● **Data**:
PR #1073, opened 2017-11-11
Various updates

reboot1983:
- Updated Dutch translations
- Schema changes; Examined queries without key usage and added/changed some keys
- Changed array parentheses from {} to []
- Various code layout changes


cigamit:
Very nice.  I've always had mixed feeling about switch statement indentation, but I'm okay with this.

PR #1075, opened 2017-11-12
Various updates

reboot1983:
- Fixed parameter typo in query_debug_timer_stop()
- Fixed typo $_SESSION in remove_column_from_order_string()
- MibCache->install() uses MibParser->oids, but MibCache->oids has protected access instead of public
- Updated of PHPMailer to version 5.2.26
    - Serbian PHPMailer language file does not exist anymore since PHPMailer 5.2.24


cigamit:
Patrick, that autoload else block causes travis failures on PHP7.2.  Can you simply remove it since we don't support those old PHP versions anyway?

reboot1983:
Yes, no problem :)

cigamit:
Great work!  A few good catches too.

● **Assignment**: Every line of the material that holds "Fixed" should be copied out as the answer.

● **Output below**:
- Fixed parameter typo in query_debug_timer_stop()
- Fixed typo $_SESSION in remove_column_from_order_string()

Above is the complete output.